**Work required:** Tally the lines below that contain "when" and reply with only the tally.
=======
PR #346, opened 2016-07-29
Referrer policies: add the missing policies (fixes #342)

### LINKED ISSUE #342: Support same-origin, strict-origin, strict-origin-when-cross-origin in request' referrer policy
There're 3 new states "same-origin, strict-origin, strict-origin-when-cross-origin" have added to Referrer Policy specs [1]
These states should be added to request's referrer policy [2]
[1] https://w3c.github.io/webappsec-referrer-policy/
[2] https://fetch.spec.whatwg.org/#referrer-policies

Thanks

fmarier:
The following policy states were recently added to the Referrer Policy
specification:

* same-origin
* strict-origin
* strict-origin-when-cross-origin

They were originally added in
=======
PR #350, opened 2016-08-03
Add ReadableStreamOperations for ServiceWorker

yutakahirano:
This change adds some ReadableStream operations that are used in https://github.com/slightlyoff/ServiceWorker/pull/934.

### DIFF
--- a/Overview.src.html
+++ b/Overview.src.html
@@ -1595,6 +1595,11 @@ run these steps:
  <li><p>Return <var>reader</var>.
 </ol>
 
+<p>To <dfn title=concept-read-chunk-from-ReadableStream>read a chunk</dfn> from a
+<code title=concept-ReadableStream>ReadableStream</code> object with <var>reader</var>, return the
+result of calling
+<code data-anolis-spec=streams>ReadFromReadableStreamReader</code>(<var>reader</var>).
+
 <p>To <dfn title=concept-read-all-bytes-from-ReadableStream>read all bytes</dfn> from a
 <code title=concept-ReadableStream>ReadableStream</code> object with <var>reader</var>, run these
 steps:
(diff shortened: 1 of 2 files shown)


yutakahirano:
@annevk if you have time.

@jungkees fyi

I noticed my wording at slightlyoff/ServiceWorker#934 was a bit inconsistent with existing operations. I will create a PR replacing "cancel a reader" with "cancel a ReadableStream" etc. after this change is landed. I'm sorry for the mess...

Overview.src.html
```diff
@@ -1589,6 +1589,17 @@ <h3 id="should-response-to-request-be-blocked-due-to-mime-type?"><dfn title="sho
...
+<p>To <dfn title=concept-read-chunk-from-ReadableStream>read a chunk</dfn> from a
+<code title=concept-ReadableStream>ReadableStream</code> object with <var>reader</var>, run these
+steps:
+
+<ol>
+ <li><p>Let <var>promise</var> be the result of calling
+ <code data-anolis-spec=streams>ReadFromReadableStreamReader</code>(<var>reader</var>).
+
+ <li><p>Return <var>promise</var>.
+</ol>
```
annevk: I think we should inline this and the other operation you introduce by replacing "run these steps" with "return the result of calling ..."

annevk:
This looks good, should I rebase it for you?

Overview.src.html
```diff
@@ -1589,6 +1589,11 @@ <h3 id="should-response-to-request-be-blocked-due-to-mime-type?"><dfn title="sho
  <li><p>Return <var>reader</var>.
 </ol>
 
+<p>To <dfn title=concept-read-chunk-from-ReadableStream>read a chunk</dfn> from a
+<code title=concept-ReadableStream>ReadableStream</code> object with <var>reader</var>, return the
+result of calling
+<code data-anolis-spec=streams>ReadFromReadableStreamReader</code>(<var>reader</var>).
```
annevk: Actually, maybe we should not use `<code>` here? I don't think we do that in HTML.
=======
**Expected answer:** 3